*** Opening DATA FOR THIS EXERCISE ***
PR #8494, opened 2022-12-18
Refactor scripting engine

tarleb:
Supersedes, closes: #8431.


jgm:
This looks good. Are there any changes to the public API?  If so, they should be clearly documented in the commit message.

tarleb:
OK done.

Now that custom readers are both searched in `DATADIR/custom`, should we check that directory for filters as well, or stick with the old `filters` dir? I think checking both would make sense.

jgm:
I think for now we can just check `filters`.  I'd like to keep the conceptual separation between filters and custom readers/writers, even though they're getting closer together.

PR #8495, opened 2022-12-18
add required variables template error to Text.Pandoc.Writers.HTML

BebeSparkelSparkel:
Allows an error to be thrown if a required variable is missing from the context. This has only been applied to the HTML writer but could be added to all the writers. I do not think this is a breaking change since existing templates do not have required variables. It requires the new features in doctemplates pull request https://github.com/jgm/doctemplates/pull/19

cabal.project with the required variable doctemplate https://github.com/BebeSparkelSparkel/pandoc/blob/required-var-html-my-build/cabal.project

### DIFF
--- a/src/Text/Pandoc/Templates.hs
+++ b/src/Text/Pandoc/Templates.hs
@@ -19,13 +19,15 @@ module Text.Pandoc.Templates ( Template
                              , WithPartials(..)
                              , compileTemplate
                              , renderTemplate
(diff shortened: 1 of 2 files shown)


jgm:
Can you add something to cabal.project and stack.yaml so that they will use the modified version of doctemplates?  Otherwise the tests won't run here.
There are examples in both files already of the sort of thing that is needed.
*** Closing DATA FOR THIS EXERCISE ***
◆ WORK REQUEST ◆
Repeat only the lines starting at the one that contains "Can you add" and ending at the last line above, exactly as written.

◆ RESULT BELOW ◆
Can you add something to cabal.project and stack.yaml so that they will use the modified version of doctemplates?  Otherwise the tests won't run here.
There are examples in both files already of the sort of thing that is needed.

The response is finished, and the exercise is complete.